Lumpsum investment means putting a one-time amount into a mutual fund instead of investing monthly through SIP.

How to calculate lumpsum returns in India?

Enter your one-time amount, expected annual return, tenure, and compounding frequency. The calculator then estimates maturity value, gains, and inflation-adjusted corpus.

Lumpsum vs SIP: which is better in India?

It depends on your cash flow, risk comfort, and market timing preference. SIP reduces timing risk, while lumpsum can outperform if invested before sustained market growth.

Is lumpsum investment risky during market volatility?

Lumpsum investing carries market-timing risk, especially in volatile phases. Many investors reduce this risk by combining lumpsum with phased SIP contributions.

What about tax and exit load on lumpsum mutual funds?

Tax treatment depends on holding period and fund type, and some funds may apply exit load on early redemption. Always check scheme details before finalizing returns expectations.

Can NRI do lumpsum investment in India?

Yes, NRIs can invest in eligible Indian mutual funds through compliant accounts and KYC, subject to AMC and regulatory rules.

What is the minimum amount for a lumpsum investment?

Most mutual fund schemes in India allow you to start a lumpsum investment with a minimum of ₹5,000, though some funds may permit investments as low as ₹1,000 or ₹500.

Can I withdraw my lumpsum investment at any time?

Yes, open-ended mutual funds allow you to withdraw your lumpsum investment at any time. However, ELSS tax-saving funds have a strict 3-year lock-in period.

How is a lumpsum investment taxed?

For equity mutual funds, withdrawing within 1 year incurs a 20% short-term capital gains tax. After 1 year, long-term capital gains exceeding ₹1.25 lakh are taxed at 12.5%.

Is lumpsum better than FD (Fixed Deposit)?

Lumpsum investments in equity or hybrid mutual funds have the potential to deliver inflation-beating returns over the long term, making them potentially more lucrative than FDs, but they carry market risk. FDs offer fixed, guaranteed returns.

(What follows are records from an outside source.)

PR #3577, opened 2025-09-01
[Part 2] SDL3: display+window: runtime fixes

ankith26:
- display index compat code
- fullscreen compat code unified
- syncwindow calls so that changes take immediate affect like sdl2

### DIFF
--- a/src_c/display.c
+++ b/src_c/display.c
@@ -99,6 +99,19 @@ _display_state_cleanup(_DisplayState *state)
 #endif
 }
 
+/* This macro defines the pixel format we use for pg_renderer.
+ * On our SDL2 code we used to use SDL_PIXELFORMAT_ARGB8888 but on SDL3 it
+ * gives incorrect results because it includes alpha when we don't need it, so
+ * we use the XRGB variant.
+ * TODO: can consider using XRGB unconditionally on both SDL2 and SDL3
+ * codepaths
+ */
+#if SDL_VERSION_ATLEAST(3, 0, 0)
+#define PG_TEXTURE_FMT SDL_PIXELFORMAT_XRGB8888
+#else
+#define PG_TEXTURE_FMT SDL_PIXELFORMAT_ARGB8888
+#endif
+
 // prevent this code block from being linked twice
 // (this code block is copied by window.c)
 #ifndef BUILD_STATIC
@@ -464,7 +477,12 @@ pg_GetVideoInfo(pg_VideoInfo *info)
     }
     else {
 #if SDL_VERSION_ATLEAST(3, 0, 0)
-        if ((mode_ptr = SDL_GetCurrentDisplayMode(0))) {
+        SDL_DisplayID primary_display = SDL_GetPrimaryDisplay();
+        if (primary_display == 0) {
+            PyErr_SetString(pgExc_SDLError, SDL_GetError());
+            return (pg_VideoInfo *)NULL;
+        }
+        if ((mode_ptr = SDL_GetCurrentDisplayMode(primary_display))) {
             info->current_w = mode_ptr->w;
             info->current_h = mode_ptr->h;
             formatenum = mode_ptr->format;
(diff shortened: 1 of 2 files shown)


Starbuck5:
> syncwindow calls so that changes take immediate affect like sdl2

I don't feel any particular need to add this, does this impact any of our unit tests? I don't think people are relying on the synchronicity. Plus when we're only on SDL3 I feel like we shouldn't have this.

src_c/display.c
```diff
@@ -1152,11 +1171,24 @@ PG_SetWindowFullscreen(SDL_Window *window, bool fullscreen,
...
+static bool
+PG_SetWindowFullscreen(SDL_Window *window, bool fullscreen,
+                       bool non_desktop_fullscreen)
+{
+    int flags = 0;
+    if (fullscreen) {
+        flags = non_desktop_fullscreen ? SDL_WINDOW_FULLSCREEN
+                                       : SDL_WINDOW_FULLSCREEN_DESKTOP;
+    }
+    return (SDL_SetWindowFullscreen(window, flags) == 0) ? true : false;
```
Starbuck5: The ternary here is unnecessary, you already have the boolean after the `== 0`

src_c/display.c
```diff
@@ -3447,7 +3507,7 @@ pg_toggle_fullscreen(PyObject *self, PyObject *_null)
                 if (win == NULL) {
                     return RAISE(pgExc_SDLError, SDL_GetError());
                 }
-                if (0 != SDL_SetWindowFullscreen(win, SDL_WINDOW_FULLSCREEN)) {
+                if (!PG_SetWindowFullscreen(win, 1, 1)) {
```
Starbuck5: Extremely minor nit: wouldn't this read nicer with trues and falses instead of 1s and 0s?

src_c/display.c
```diff
@@ -1530,9 +1577,9 @@ pg_set_mode(PyObject *self, PyObject *arg, PyObject *kwds)
                  * changes if the window is fullscreen
                  * See https://github.com/pygame/pygame/issues/2711 */
 #if SDL_VERSION_ATLEAST(3, 0, 0)
-                if (0 != PG_SetWindowFullscreen(
-                             win, sdl_flags & SDL_WINDOW_FULLSCREEN,
-                             non_desktop_fullscreen)) {
+                if (!PG_SetWindowFullscreen(win,
+                                            sdl_flags & SDL_WINDOW_FULLSCREEN,
+                                            non_desktop_fullscreen)) {
```
Starbuck5: This block and the SDL2 block below could be consolidated together with PG_SetWindowFullscreen.

ankith26:
> I don't feel any particular need to add this, does this impact any of our unit tests? I don't think people are relying on the synchronicity. Plus when we're only on SDL3 I feel like we shouldn't have this.

Without doing this a lot of our tests fail. I feel like people may rely on synchronicity, especially given that without this call, SDL makes no guarantee how early or late the sync may actually happen (and it may also be a very platform dependent thing). I believe calling this explicitly keeps stuff more inter-platform consistent and is a good thing to do.

src_c/display.c
ankith26: I think the current code is cleaner. Consolidating this is hard because `non_desktop_fullscreen` variable is only defined in the SDL3 path - and not on SDL2, whereas `SDL_WINDOW_FULLSCREEN_DESKTOP` is only defined on SDL2 and not SDL3. The consolidation would require refactoring to the SDL2 codepath, which I have tried to avoid to the best extent in my porting PRs.

src_c/display.c
ankith26: I don't really have a preference for either way. But most of our C code uses 0-1 bool so I think this shouldn't be very out of place. Using `true`/`false` requires including `<stdbool.h>` (which SDL3 does implicitly, but SDL2 doesn't)

EDIT: I quickly tested and somehow `true`/`false` is still available on the SDL2 codepaths, so I decided to make the change.

src_c/display.c
ankith26: fair point

src_c/display.c
```diff
@@ -99,6 +99,14 @@ _display_state_cleanup(_DisplayState *state)
 #endif
 }
 
+/* TODO: Check if doing SDL_PIXELFORMAT_XRGB8888 in SDL2 codepath is fine.
+ * For now do it only on SDL3 codepath to fix SCALED issues */
```
Starbuck5: Can you elaborate what this means?

ankith26: I elaborated on the comment and force pushed.

PR #3578, opened 2025-09-01
[Part 3] SDL3: surface+pixelarray+font+draw: runtime fixes

ankith26:
- A few abstractions were improved. `PG_ConvertSurface` now takes a surface as its second argument so it can copy the palette from it, to compat for the SDL2 path already doing it because there palette was part of the format. `PG_GetSurfacePalette` now creates a palette when the surface is indexed, SDL2 did it implicitly.
-  Added compat code for `PG_BlitSurface` because SDL3 doesn't modify dstrect anymore.

### DIFF
--- a/src_c/_pygame.h
+++ b/src_c/_pygame.h
@@ -77,8 +77,16 @@
 
 #define PG_CreateSurface SDL_CreateSurface
 #define PG_CreateSurfaceFrom SDL_CreateSurfaceFrom
-#define PG_ConvertSurface SDL_ConvertSurface
 #define PG_ConvertSurfaceFormat SDL_ConvertSurface
+
+/* Convert surface using palette and format of dst */
+static inline SDL_Surface *
+PG_ConvertSurface(SDL_Surface *surface, SDL_Surface *dst)
+{
+    return SDL_ConvertSurfaceAndColorspace(surface, dst->format,
+                                           SDL_GetSurfacePalette(dst),
+                                           SDL_GetSurfaceColorspace(dst), 0);
+}
 
 #define PG_PixelFormatEnum SDL_PixelFormat
 
@@ -144,11 +152,23 @@ PG_SURF_BitsPerPixel(SDL_Surface *surf)
 
 #define PG_PixelFormat const SDL_PixelFormatDetails
 
+static inline SDL_Palette *
+PG_GetSurfacePalette(SDL_Surface *surf)
+{
+    SDL_Palette *ret = SDL_GetSurfacePalette(surf);
+    if (!ret && SDL_ISPIXELFORMAT_INDEXED(surf->format)) {
+        /* Palette doesn't exist but is expected, so create it.
+         * SDL will associate the newly created palette with the surface */
+        ret = SDL_CreateSurfacePalette(surf);
+    }
+    return ret;
+}
+
 static inline bool
 PG_GetSurfaceDetails(SDL_Surface *surf, PG_PixelFormat **format_p,
                      SDL_Palette **palette_p)
 {
-    *palette_p = SDL_GetSurfacePalette(surf);
+    *palette_p = PG_GetSurfacePalette(surf);
     *format_p = SDL_GetPixelFormatDetails(surf->format);
     return *format_p != NULL;
 }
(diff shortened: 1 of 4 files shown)


src_c/_pygame.h
```diff
@@ -143,11 +151,23 @@ PG_SURF_BitsPerPixel(SDL_Surface *surf)
...
 
+static inline SDL_Palette *
+PG_GetSurfacePalette(SDL_Surface *surf)
+{
+    SDL_Palette *ret = SDL_GetSurfacePalette(surf);
+    if (!ret && SDL_ISPIXELFORMAT_INDEXED(surf->format)) {
+        /* Palette doesn't exist but is expected, so create it.
+         * SDL will associate the newly created palette with the surface */
+        ret = SDL_CreateSurfacePalette(surf);
+    }
```
Starbuck5, line 163: I don't think this is how we should be doing this. If our surfaces are missing palettes we deal with that when the surface is not created, not randomly at any point as a side effect of a getter function. And/or make the consumers okay with index formats without palettes, since that's a thing in SDL3 and therefore we will want to support it anyway.

src_c/surface.c
```diff
@@ -1544,24 +1544,21 @@ surf_set_alpha(pgSurfaceObject *self, PyObject *args)
...
+        sdlrect.h = 1;
+        sdlrect.w = 1;
 
         SDL_Surface *surface =
             PG_CreateSurface(1, 1, PG_SURF_FORMATENUM(surf));
 
         SDL_LowerBlit(surf, &sdlrect, surface, &sdlrect);
         SDL_FreeSurface(surface);
     }
-#endif
```
Starbuck5: This is some extremely confusing historic code to be changing without a comment or a note in the description or anything about how this makes sense and doesn't change SDL2 behavior.

src_c/_pygame.h
ankith26: I think this being part of the getter makes sense considering that the getter is responsible for returning a palette, and we must ensure it doesn't return `NULL` when it should actually return a palette. But sure, I suppose it being part of `PG_CreateSurface` could also work (but then we'd also have to think about all the other ways a surface is created, which means more places to modify)

src_c/surface.c
ankith26: It doesn't change SDL2 behaviour at all because it is changing the `srcrect` argument of a blit whose destination is a temporary surface that is immediately destroyed after the said blit.

On SDL3 the same code was segfaulting because of the 0,0,0,0 rect, and hence I thought the fix is worth doing on both SDL2 and SDL3 codepaths because it is likely to segfault under SDL2-compat as well.

And yes, I have verified that this hack is still needed on SDL3, it was needed to get a unit test to pass.

src_c/_pygame.h
Starbuck5: In SDL3's readme migration, it says that "Indexed format surfaces no longer have a palette by default. Surfaces without a palette will copy the pixels untranslated between surfaces." We should aim to support that as well, which is why I don't want to get code in here that undermines that.

src_c/_pygame.h
```diff
@@ -77,9 +77,17 @@
 
 #define PG_CreateSurface SDL_CreateSurface
 #define PG_CreateSurfaceFrom SDL_CreateSurfaceFrom
-#define PG_ConvertSurface SDL_ConvertSurface
 #define PG_ConvertSurfaceFormat SDL_ConvertSurface
 
+/* Convert surface using palette and format of dst */
+static inline SDL_Surface *
+PG_ConvertSurface(SDL_Surface *surface, SDL_Surface *dst)
```
Starbuck5, line 84: In these headers I like to have the SDL3 version just be a rename, so that when we're SDL3 only we can just change PG_ to SDL_ in the call sites and it'll be off to the races. So maybe if this function needs to be doing different / more stuff than convert surface (copying palette ... copying other settings?), maybe it should be called something else. In the transform module there's a function `newsurf_fromsurf` that does a bunch of things. This could also be an addition to the Surface C API, pgSurface_NewFromSurf ?

Or maybe this is a new PG_ConvertSurfaceAndPalette method? That would be better in my opinion than having one of these PG_ compat functions that look like an SDL3 function but without presenting the same API.

PR #3579, opened 2025-09-01
[Part 4] SDL3: mouse+key+rect: runtime fixes

ankith26:
- Add deprecation warning for calling `set_relative_mode` without `set_mode` on SDL2, on SDL3 it errors.
- Use the `PG_IntersectFRectAndLine` compat code on SDL3 for now, for complete SDL2 `FRect` compat (this can be changed in the future)

### DIFF
--- a/src_c/key.c
+++ b/src_c/key.c
@@ -389,7 +389,11 @@ static const struct {
     {1073742054, "right alt"},       /* K_RALT */
     {1073742055, "right meta"},      /* K_RGUI, K_RMETA, K_RSUPER */
     {1073742081, "alt gr"},          /* K_MODE */
-    {1073742094, "AC Back"},         /* K_AC_BACK */
+#if SDL_VERSION_ATLEAST(3, 0, 0)
+    {1073742106, "AC Back"}, /* K_AC_BACK */
+#else
+    {1073742094, "AC Back"}, /* K_AC_BACK */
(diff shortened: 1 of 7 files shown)


ankith26:
@coderabbitai review

src_c/key.c
```diff
@@ -389,7 +389,11 @@ static const struct {
     {1073742054, "right alt"},       /* K_RALT */
     {1073742055, "right meta"},      /* K_RGUI, K_RMETA, K_RSUPER */
     {1073742081, "alt gr"},          /* K_MODE */
-    {1073742094, "AC Back"},         /* K_AC_BACK */
+#if SDL_VERSION_ATLEAST(3, 0, 0)
```
Starbuck5, line 392: Why not say `{SDLK_AC_BACK, "AC Back"}`, I believe that would work on both versions.

ankith26: Yes that would indeed work on both versions, but it would not be consistent with what is going on here. We hardcode integers so that when we need to support a newly added constant, we can just copy paste the integer value and still support older SDL versions.
Though I suspect that doing this is not very relevant anymore since we've raised our minimum supported SDL version significantly since this code was written probably.
Replacing all integers here with SDL constants would be a good cleanup PR for the future but I don't want to do that in this PR.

Should I invest a lumpsum amount all at once or stagger it?

If the market valuation is very high or volatile, it is often safer to stagger your lumpsum investment through a Systematic Transfer Plan (STP) to average out your purchase cost.

What is a Systematic Transfer Plan (STP) for lumpsum?

An STP allows you to invest your lumpsum in a low-risk liquid fund and automatically transfer a fixed amount regularly into an equity fund. It protects your capital while taking advantage of rupee-cost averaging.

How long should I hold a lumpsum investment?

For equity mutual funds: holding your lumpsum investment for 5 to 7 years or more is highly recommended to ride out market cycles and benefit optimally from the power of compounding.

Does compounding impact lumpsum investments differently than SIPs?

Yes! With a lumpsum investment, your entire capital starts compounding from day one, which can mathematically yield higher overall returns in a consistently rising market compared to a SIP where capital is deployed gradually.

Popular Lumpsum Planning Scenarios in India

Many investors use this tool for amount-based checks such as 1 lakh for 5 or 10 years, 5 lakh for 10 years, and 10 lakh for 20 years. It is also helpful when estimating how much lumpsum may be required to target a 1 crore corpus.


For goal-based planning, you can test child education, retirement, and long-term wealth creation assumptions, then compare outcomes with SIP mode in the same template. This makes lumpsum vs SIP comparison practical instead of theoretical.


During market corrections, questions like best time to invest lumpsum, lumpsum investment during market crash, and risk vs SIP become more common. Use conservative return assumptions, and always review tax, exit load, and liquidity needs before investing.